Riboflavin Activated by UV Exposure Causes Oxidative DNA Damage, Which is Inhibited by Vitamin C
Gerd P. Pfeifer, Ph.D.
Beckman Research Institute
R37ES006070
NIEHS grantee Gerd Pfeifer and colleagues at the Beckman Research Institute report intriguing results of experiments involving the essential vitamin riboflavin. They found that riboflavin causes oxidative DNA damage when it is activated by ultraviolet radiation in a mouse fibroblast cell culture model. These effects were blocked when vitamin C was co-administered.
Pfeifer is one of only nine current Method to Extend Research In Time (MERIT) grantees at NIEHS. This is a prestigious award given only to very highly productive researchers who are leaders in their respective fields and have a history of good grantsmanship.

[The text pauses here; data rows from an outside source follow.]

Issue #484, opened 2020-10-28
failed to install provider (gsuite)


haf:
```
$ tf init
Initializing modules...

Initializing the backend...

Initializing provider plugins...
- Using previously-installed hashicorp/external v2.0.0
- Using previously-installed hashicorp/google v3.45.0
- Using previously-installed hashicorp/google-beta v3.45.0
- Using previously-installed hashicorp/null v2.1.2
- Using previously-installed hashicorp/random v2.3.1
- Finding hashicorp/gsuite versions matching "~> 0.1"...

Error: Failed to install provider

Error while installing hashicorp/gsuite: provider registry
registry.terraform.io does not have a provider named
registry.terraform.io/hashicorp/gsuite
```

I've searched the issue tracker and found only older questions about this, all related to versions of terraform and versions of this module, since upgraded. How do I initialise this module to a working state with gsuite support?

I'm following https://github.com/terraform-google-modules/terraform-google-project-factory/blob/master/modules/gsuite_enabled/README.md (which seems to have the version wrong, too)

bharathkkb:
@haf Since this is a 3rd party provider, I think they only recently started publishing this with Terraform 0.13. Can you try
```hcl
terraform {
  required_providers {
    gsuite = {
      source = "DeviaVir/gsuite"
      version = "0.1.54"
    }
  }
}

provider "gsuite" {
...
}
```

haf:
That seems to work. Updated docs. Closing.

PR #485, opened 2020-10-29
Document required_providers when used with GSuite

haf:
Ref #484


morgante (changes requested):
We should add this into the module itself.

bharathkkb:
@morgante if we include the `source  = namespace/provider` in the module, [we will need to version constraint TF >0.12.26](https://www.terraform.io/docs/configuration/provider-requirements.html#v0-12-compatible-provider-requirements). 

Additionally, as  0.12.26+ ignores the `source  = namespace/provider`, I think this will fail anyway with a 3rd party provider.

PR #491, opened 2020-11-03
Replaces gcloud commands by terraform resource

thiagonache:


bharathkkb (commented):
Thanks for the PR and the work in the provider @thiagonache 

I assume we can also get rid of  the associated vars `skip_gcloud_download` `use_tf_google_credentials_env_var` etc and make this a breaking release. We would also need an upgrade guide to go along with it.

thiagonache:
> Thanks for the PR and the work in the provider @thiagonache
> 
> I assume we can also get rid of the associated vars `skip_gcloud_download` `use_tf_google_credentials_env_var` etc and make this a breaking release. We would also need an upgrade guide to go along with it.

Great! I'll work on it soon.

morgante:
+1, this will need to be a breaking change w/ an upgrade guide which explains how to delete the `gcloud` local-exec resources entirely.

thiagonache:
I think we'll need to have another migrate.py script because just terraform state rm won't work. I may be missing something, but the state will change relatively as far as I can see. Can someone just give a second thought to make sure I'm not missing anything? @morgante @bharathkkb

thiagonache:
Please, **hold on**. I was missing one item (data)

bharathkkb:
@thiagonache if you have an initial version of the upgrade guide, I am happy to test it.

thiagonache:
@bharathkkb you read my mind... just pushed it.

thiagonache:
did you get a chance to test it out? just wondering if you have any doubts. I've assumed that the new resource will be released on the next release (3.47).

morgante:
@thiagonache I have some concerns about this deleting all SAs which have the role on existing projects. IMO we should actually filter which SAs are deleted (as we do in the script).

thiagonache:
> @thiagonache I have some concerns about this deleting all SAs which have the role on existing projects. IMO we should actually filter which SAs are deleted (as we do in the script).

@morgante I'm not sure if I'm following. Are you talking about the upgrade guide?

bharathkkb:
@thiagonache I will test it out soon, but looking at the instructions do we have to remove it from state manually? I don't see any gcloud destroy_cmd so it will be no-op. Without the manual `terraform state rm ` commands did it give an error when you tried to upgrade?

thiagonache:
Yes. The transform step generates crash trying to access the state

thiagonache:
> > @thiagonache I have some concerns about this deleting all SAs which have the role on existing projects. IMO we should actually filter which SAs are deleted (as we do in the script).
> 
> @morgante I'm not sure if I'm following. Are you talking about the upgrade guide? 

On the provider we are just touching the default SAs.

bharathkkb:
@thiagonache I tested out a simple upgrade and I did not need to directly make any changes to the statefile.
My diff with initial `skip_gcloud=true` is below and it also worked `false`. What error did you observe?
```hcl
  # module.project-factory.module.project-factory.google_project_default_service_accounts.default_service_accounts will be created
  + resource "google_project_default_service_accounts" "default_service_accounts" {
      + action           = "DISABLE"
      + id               = (known after apply)
      + project          = "project-id"
      + restore_policy   = "REVERT"
      + service_accounts = (known after apply)
    }

  # module.project-factory.module.project-factory.module.gcloud_disable.null_resource.run_command[0] will be destroyed
  - resource "null_resource" "run_command" {
      - id       = "5504134643976332785" -> null
      - triggers = {
          - "activated_apis"          = "compute.googleapis.com,container.googleapis.com"
          - "arguments"               = "5cba1c8ef7cb6cc82509abf4392b5896"
          - "create_cmd_body"         = <<~EOT
                --project_id='project-id' \
                --sa_id='num-compute@developer.gserviceaccount.com' \
                --credentials_path='' \
                --impersonate-service-account='' \
                --action='disable'
            EOT
          - "create_cmd_entrypoint"   = ".terraform/modules/project-factory/modules/core_project_factory/scripts/modify-service-account.sh"
          - "default_service_account" = "num-compute@developer.gserviceaccount.com"
          - "gcloud_bin_abs_path"     = "/google-cloud-sdk/bin"
          - "md5"                     = "8724d44955a417594c942e0101e4fe82"
          - "project_services"        = "project-id"
        } -> null
    }

  # module.project-factory.module.project-factory.module.gcloud_disable.null_resource.run_destroy_command[0] will be destroyed
  - resource "null_resource" "run_destroy_command" {
      - id       = "1499773560248397990" -> null
      - triggers = {
          - "activated_apis"          = "compute.googleapis.com,container.googleapis.com"
          - "default_service_account" = "num-compute@developer.gserviceaccount.com"
          - "destroy_cmd_body"        = "info"
          - "destroy_cmd_entrypoint"  = "gcloud"
          - "gcloud_bin_abs_path"     = "/google-cloud-sdk/bin"
          - "project_services"        = "project-id"
        } -> null
    }
```

thiagonache:
It works, indeed.
After investigating I've found that the symlink I've created for the beta provider was pointing to the nonbeta provider :\
So I think we should add a note to upgrade the default_service_account to upper case if it is set somewhere.
Thank you for support.

thiagonache:
> > > @thiagonache I have some concerns about this deleting all SAs which have the role on existing projects. IMO we should actually filter which SAs are deleted (as we do in the script).
> > 
> > 
> > @morgante I'm not sure if I'm following. Are you talking about the upgrade guide?
> 
> On the provider we are just touching the default SAs.

Maybe you're talking about passing the service account id. My understanding is since the documentation says it is only for two APIs (compute engine and app engine) and the e-mail may change, the best way to handle it is directly in the provider. Also, to include a new service account is just about three lines of code in the provider. I'm not anticipating that changing, are you?

thiagonache:
@morgante Please, let me know if we are in agreement or if you want to change this.

thiagonache:
@bharathkkb do you have any consideration/opinion about the discussion above?

thiagonache:
@bharathkkb @morgante the new version is released. Can you guys run the jobs again to see if it passes, please?

thiagonache:
the lint error does not seem to be related to the change

morgante:
@thiagonache I think it might be actually:

```
terraform_validate ./test/fixtures/full 

No provider "google" plugins meet the constraint " < 4.0, < 4.0,3.40.0,>= 2.1,>= 3.47,~> 3.30".

The version constraint is derived from the "version" argument within the
provider "google" block in configuration. Child modules may also apply
provider version constraints. To view the provider versions requested by each
module in the current configuration, run "terraform providers".

To proceed, the version constraints for this provider must be relaxed by
either adjusting or removing the "version" argument in the provider blocks
throughout the configuration.
```

thiagonache:
> @thiagonache I think it might be actually:
> 
> ```
> terraform_validate ./test/fixtures/full 
> 
> No provider "google" plugins meet the constraint " < 4.0, < 4.0,3.40.0,>= 2.1,>= 3.47,~> 3.30".
> 
> The version constraint is derived from the "version" argument within the
> provider "google" block in configuration. Child modules may also apply
> provider version constraints. To view the provider versions requested by each
> module in the current configuration, run "terraform providers".
> 
> To proceed, the version constraints for this provider must be relaxed by
> either adjusting or removing the "version" argument in the provider blocks
> throughout the configuration.
> ```

odd I got a bunch of
```
Provider "gsuite" not available for installation.

A provider named "gsuite" could not be found in the Terraform Registry.

This may result from mistyping the provider name, or the given provider may
be a third-party provider that cannot be installed automatically.

In the latter case, the plugin must be installed manually by locating and
downloading a suitable distribution package and placing the plugin's executable
file in the following directory:
    terraform.d/plugins/linux_amd64

Terraform detects necessary plugins by inspecting the configuration and state.
To view the provider versions requested by each module, run
"terraform providers".
```
Checking

thiagonache:
@morgante sir, I've fixed my issue but we still have two errors:
```
Checking for trailing whitespace
./helpers/setup-sa.sh:226:  
Error: Trailing whitespace found in the lines above.
```
It was added by you recently, wasn't?

and

```
terraform_validate ./test/fixtures/full 

Error: Unsupported argument

  on .terraform/modules/vpc/main.tf line 58, in resource "google_compute_subnetwork" "subnetwork":
  58:   enable_flow_logs         = lookup(var.subnets[count.index], "subnet_flow_logs", "false")
```

morgante:
Yes, the whitespace issue was my mistake and I can fix.

The test fixture issue is likely due to your upgrading the provider version, so you'll possibly need to update the network module version to remove the `enable_flow_logs` variable.

bharathkkb:
I believe network module was already fixed in the 2.0 release. @thiagonache can you try bumping it to the latest?

thiagonache:
> I believe network module was already fixed in the 2.0 release. @thiagonache can you try bumping it to the latest?

you the man!

thiagonache:
@morgante @bharathkkb everything looks good on my side now. One thing I'm still not sure is if you guys agree with the approach of finding default service accounts.

README.md
```diff
@@ -122,7 +122,8 @@ determining that location is as follows:
 | budget\_amount | The amount to use for a budget alert | `number` | `null` | no |
 | budget\_monitoring\_notification\_channels | A list of monitoring notification channels in the form `[projects/{project_id}/notificationChannels/{channel_id}]`. A maximum of 5 channels are allowed. | `list(string)` | `[]` | no |
 | credentials\_path | Path to a service account credentials file with rights to run the Project Factory. If this file is absent Terraform will fall back to Application Default Credentials. | `string` | `""` | no |
-| default\_service\_account | Project default service account setting: can be one of `delete`, `deprivilege`, `disable`, or `keep`. | `string` | `"disable"` | no |
+| default\_sa\_restore\_policy | The action to be performed in the default service accounts on the resource destroy. Valid values are NONE and REVERT. If set to REVERT it will attempt to restore all default SAs but in the DEPRIVILEGE action. | `string` | `"REVERT"` | no |
```
morgante, line 125: I don't think we need to make this configurable.

morgante (changes requested):

README.md
thiagonache: it must be... if we DELETE it won't be able to revert after 30 days. So, the user must have to NONE.

thiagonache:
@morgante I've requested a review again since we cannot apply the last change requested.

README.md
morgante: It's fine for the behavior to be customizable on the provider, with the caveat that if set to "REVERT" I think the failure should not be an error (just a warning). /cc @rileykarson

rileykarson: I disagree, I think. Terraform failing to do what you told it to (eg undeleting the deleted SAs) should result in an error. We could consider an additional option like "REVERT_AND_IGNORE_FAILURE" though, I guess.

thiagonache: I think we can add another ENUM on_failure IGNORE or FAIL, but it would be an enhancement. I can work on it, but we should implement as-is for now.

morgante: Normally, I agree. But I'm not sure an error which users can't resolve in any way is particularly helpful.

I'd be fine if we wanted to split it to an additional `REVERT_AND_IGNORE_FAILURE` option instead though.

@thiagonache Can you work on that? For this PR we can stick to `REVERT` and remove the configurability.

thiagonache: > Normally, I agree. But I'm not sure an error which users can't resolve in any way is particularly helpful.
> 
> I'd be fine if we wanted to split it to an additional `REVERT_AND_IGNORE_FAILURE` option instead though.
> 
> @thiagonache Can you work on that? For this PR we can stick to `REVERT` and remove the configurability.

I can for sure, but by making it configurable the user can take an action to change to NONE, no?
Also, any strong preference using REVERT_AND_IGNORE_FAILURE vs another ENUM on_failure with values IGNORE or FAIL? I prefer the second one REVERT_AND_IGNORE_FAILURE looks odd, but maybe it's just me being annoying.

rileykarson: REVERT_AND_IGNORE_FAILURE imo- "NONE" and "IGNORE" doesn't make much sense to configure.

morgante: I explicitly don't want this configurable. It's not configurable today and we don't shouldn't change the surface area of the module as part of this change.

I'd prefer `REVERT_AND_IGNORE_FAILURE` as only this specific failure would be ignored (we would *not* ignore failures on original deletion, for example).

thiagonache: If it is not going to be configurable, why do we want to have a variable?

morgante: We don't. I want you to remove the variable.

thiagonache: in the provider too? I mean in the provider

thiagonache: we don't need to have a restore_policy variable there.

morgante: There are two different things which need to happen:

1. On the provider, update the `restore_policy` param to accept a `REVERT_AND_IGNORE_FAILURE` option.
2. On this module, remove the variable for restore policy and hardcode to `REVERT_AND_IGNORE_FAILURE`.

thiagonache: it does not make sense for me, but okay.

thiagonache: you mean it should accept REVERT and REVERT_AND_IGNORE_FAILURE on the provider?

thiagonache: yeah... it's clear now.

thiagonache:
so, can we merge it?

README.md
morgante: Is it still unclear? Please remove the variable.

thiagonache: I thought we are going to merge like that and just remove the variable and the provider handles the error... to me, it does not make sense to remove if it may cause an unrecoverable issue... but it's your call :)

morgante: We can set to `DELETE` for now then and change to `REVERT_AND_IGNORE_FAILURE` once it's available in the module. I want to avoid introducing a variable we will remove soon after.

thiagonache: you mean REVERT, right?
the problem I see is if we delete the service account now and we have no variable the new version **must** be released in less than 30 days.

morgante: I'm assuming you can work on a provider fix fairly quickly? We could also hold back this release until that's in.

thiagonache: which I think is feasible unless something really bad happens.

thiagonache: I'll be able to work on it next week and should take no more than one day. So, yeah, it's not a biggy to merge like that... we will have the new version before 30 days for sure

morgante: Sounds good!

docs/upgrading_to_project_factory_v10.0.md
```diff
@@ -0,0 +1,193 @@
+# Upgrading to Project Factory v10.0
+
+The v10.0 release of Project Factory is a backwards incompatible release for
+all modules since the breaking change is on
+[core_project_factory](../modules/core_project_factory) module which removes the
+need of gcloud and local-execs.
+
+## Migration Instructions
+
+1. Update variable default_service_account from down case to upper case if
```
morgante, line 10: We should not force users to change this. There's no reason we can't handle it easily in the module for them: https://www.terraform.io/docs/configuration/functions/upper.html

docs/upgrading_to_project_factory_v10.0.md
```diff
@@ -0,0 +1,193 @@
+# Upgrading to Project Factory v10.0
```
morgante, line 1: We also need to note that users will need to remove any references to `skip_gcloud_download` and `use\_tf\_google\_credentials\_env\_var`.

examples/simple_project/main.tf
```diff
@@ -46,7 +46,7 @@ module "project-factory" {
   org_id                  = var.organization_id
   billing_account         = var.billing_account
   credentials_path        = local.credentials_file_path
-  default_service_account = "deprivilege"
+  default_service_account = "DEPRIVILEGE"
```
morgante, line 49: Leave this unchanged to test the `upper()` functionality.

morgante (changes requested):
Almost there.

docs/upgrading_to_project_factory_v10.0.md
thiagonache: i know the upper function... since it's a breaking change I just thought a cleaner way would be better. i was wrong again :)

docs/upgrading_to_project_factory_v10.0.md
thiagonache: good catch.

README.md
thiagonache: https://github.com/hashicorp/terraform-provider-google/pull/7766 I still need to work on tests but we can start to discuss it

docs/upgrading_to_project_factory_v10.0.md
```diff
@@ -0,0 +1,190 @@
...
+
+The v10.0 release of Project Factory is a backwards incompatible release for
+all modules since the breaking change is on
+[core_project_factory](../modules/core_project_factory) module which removes the
+need of gcloud and local-execs.
+
+## Migration Instructions
+
+1. Remove any references of `skip_gcloud_download and use_tf_google_credentials_env_var` if applicable.
```
morgante, line 10:
```suggestion
Remove any references to `skip_gcloud_download and use_tf_google_credentials_env_var` if applicable.
```

morgante (approved):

This work expands on a popular theory that wavelengths of light in the ultraviolet A (UVA) range trigger intracellular photosensitization reactions, leading to promutagenic oxidative DNA damage. Riboflavin, also known as vitamin B2, is known to be a cellular photosensitizer and was shown in the current studies to intensify the UVA-induced damage. However, vitamin C at a physiologic relevant dose exerted antioxidant effects and protected the cells from oxidative DNA damage. These findings confirm that UVA induced-genotoxicity is caused by intracellular photosensitization reactions, which generate oxidative and promutagenic damage to DNA.
Citation: Besaratinia A, Kim SI, Bates SE, Pfeifer GP. Riboflavin activated by ultraviolet A1 irradiation induces oxidative DNA damage-mediated mutations inhibited by vitamin C. Proc Natl Acad Sci U S A. 2007 Apr 3;104(14):5953-8.